Figure 5 shows the experimental results. It describes the change of mean absolute error in estimating the correct answer rate with the window size. For smaller windows, the mean absolute error decreases sharply for all methods, although it is relatively high. This indicates that the quality assessment by estimating the correct answer rate is not an easy task by just taking into account the behavior for a short period of time. However, for larger windows, the tendency is different. As compared with the baseline, all proposed methods worked better. Among all handcrafted features, the use of f5 and f6 produced the best result. This is because self-confidence includes rich information about the correctness [10, 27], though it requires additional efforts by crowdworkers to declare the self-confidence for each task. The best performance was obtained by using the feature vector generated by SSL. At the largest window, the mean absolute error was 0.09. Note that in the feature vector generated by SSL, we do not include self-confidence manually so that they are easier to employ.

Fig. 5.
figure 5

Result of the correct answer rate estimation experiments.

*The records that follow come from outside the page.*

PR #1648, opened 2021-06-10
common.xml: Deprecate MAV_CMD_NAV_PAYLOAD_* [Proposal]

hamishwillee:
@LorenzMeier These messages are problematic: [MAV_CMD_PAYLOAD_CONTROL_DEPLOY](https://mavlink.io/en/messages/common.html#MAV_CMD_PAYLOAD_CONTROL_DEPLOY), [MAV_CMD_PAYLOAD_PREPARE_DEPLOY](https://mavlink.io/en/messages/common.html#MAV_CMD_PAYLOAD_PREPARE_DEPLOY), [MAV_CMD_NAV_PAYLOAD_PLACE](https://mavlink.io/en/messages/common.html#MAV_CMD_NAV_PAYLOAD_PLACE)

- It is not clear how they would be used.
- They would be hard to implement or use in a "generic" way because this refers to an arbitrary payload.
- They aren't designed as we would now as "primitives" but are instead somewhat monolithic - ie in the same way you did not particularly like the orbit command.
- They do not appear to have been used in ArduPilot or PX4. They were added by you in https://github.com/mavlink/mavlink/pull/235 (7 years ago) 

I would like to delete or deprecate them. If we are not doing either of those things, then document them (in which case can you tell me who can help me understand their intent).

### DIFF
--- a/message_definitions/v1.0/common.xml
+++ b/message_definitions/v1.0/common.xml
@@ -1041,6 +1041,7 @@
         <param index="7">Empty</param>
       </entry>
       <entry value="94" name="MAV_CMD_NAV_PAYLOAD_PLACE" hasLocation="true" isDestination="true">
+        <deprecated since="2021-06"/>
         <description>Descend and place payload. Vehicle moves to specified location, descends until it detects a hanging payload has reached the ground, and then releases the payload. If ground is not detected before the reaching the maximum descent value (param1), the command will complete without releasing the payload.</description>
         <param index="1" label="Max Descent" units="m" minValue="0">Maximum distance to descend.</param>
         <param index="2">Empty</param>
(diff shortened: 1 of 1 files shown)


auturgy:
ArduPilot is using CMD_NAV_PAYLOAD_PLACE here: https://github.com/ArduPilot/ardupilot/blob/591c7d55c7528c5f578eaf5510ce893bebcbd9a4/ArduCopter/mode_auto.cpp#L498 but not the other two, so suggest we could deprecate PAYLOAD_PREPARE_DEPLOY and CONTROL_DEPLOY.  Obviously the use case they were designed for is important, so figuring out why they're not used might have value.
@peterbarker thoughts?

hamishwillee:
Thanks @auturgy , I have removed `MAV_CMD_NAV_PAYLOAD_PLACE` from the PR.

It looks like  `MAV_CMD_NAV_PAYLOAD_PLACE` was created many years ago and intended to be used as part of a mission - based on it's ID of 94 and the fact IT is a `NAV` COMMAND. 

The other two commands look more like command protocol commands:  MAV_CMD_PAYLOAD_CONTROL_DEPLOY, MAV_CMD_PAYLOAD_PREPARE_DEPLOY
- they don't have `NAV` in the name. 
- their ids are high 30001, 2 indicating they were added a lot later.
- `MAV_CMD_PAYLOAD_PREPARE_DEPLOY` includes the text _if used in MISSION_ITEM (deprecated)_

The intent isn't very clear, but I think they were allowing creating of a kind of semi-manual payload deployment mode where you could batch up a bunch of deployments, and abort them either individually or as a whole. A bit like a mission but recognising that aborting a particular step makes a lot of sense. 

Do you want me to hold off merging while you guys discuss? My leaning is that @LorenzMeier is right - we need more input from people actually doing deployments. I'd also be much happier if the needs were met within a mission.

peterbarker:
@hamishwillee I can't speak for the two you're deprecating here - but covering the payload-place in a mission is problematic as completing the mission item is dependent on sensor input.  In ArduPilot we look for our throttle requirement dropping, indicating our load is on the ground - the vehicle is in a commanded descent while we're looking for that throttle change.  It would be difficult to encapsulate all of the logic here in multiple items.

Now-adays we'd actually probably suggest people create custom LUA mission items to do this sort of thing - moving us even further from a mavlink standard :-(

hamishwillee:
Thanks @auturgy , @peterbarker 

OK, so what I take from this is that the two marked as deprecated aren't used by PX4 or ArduPilot, probably aren't used by anyone else, and would be to ambiguous to implement consistently anyway with their current description. 

The PAYLOAD-PLACE is supported in ArduPilot. It should perhaps be deprecated because it is problematic and there are better ways, but it is supported now. 

So I'll merge this. We should probably still discuss the cargo use case longer term, but not something I'm going to drive without an interested stakeholder.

The best proposed method offers an absolute error around 0.1, which is 50% less than the baseline. This shows the advantage of using eye gaze information for quality assessment. We consider that the results show a new possibility of quality assessment using eye gaze—a richer fingerprint of crowdsourcing tasks.

6 Conclusion and Future Work

In this paper, we presented machine learning methods for the quality assessment of crowdwork by using eye gaze data, answering time, and self-confidence. The results are promising, especially with the SSL, and show the possibility that biometric data can be used to evaluate work quickly. With this, personalized adaptive crowdwork that is based on individual tasks is feasible. In the future, further experimentation on different types of tasks need to be conducted in order to gauge the suitability of the method and decouple it from burdensome tasks such as confidence labeling. Another important area that needs special focus is on leverage this technology for good, benefiting both crowdworkers and task-providers. This means developing platforms with clear ethical guidelines and regulations to ensure crowdworkers’ rights.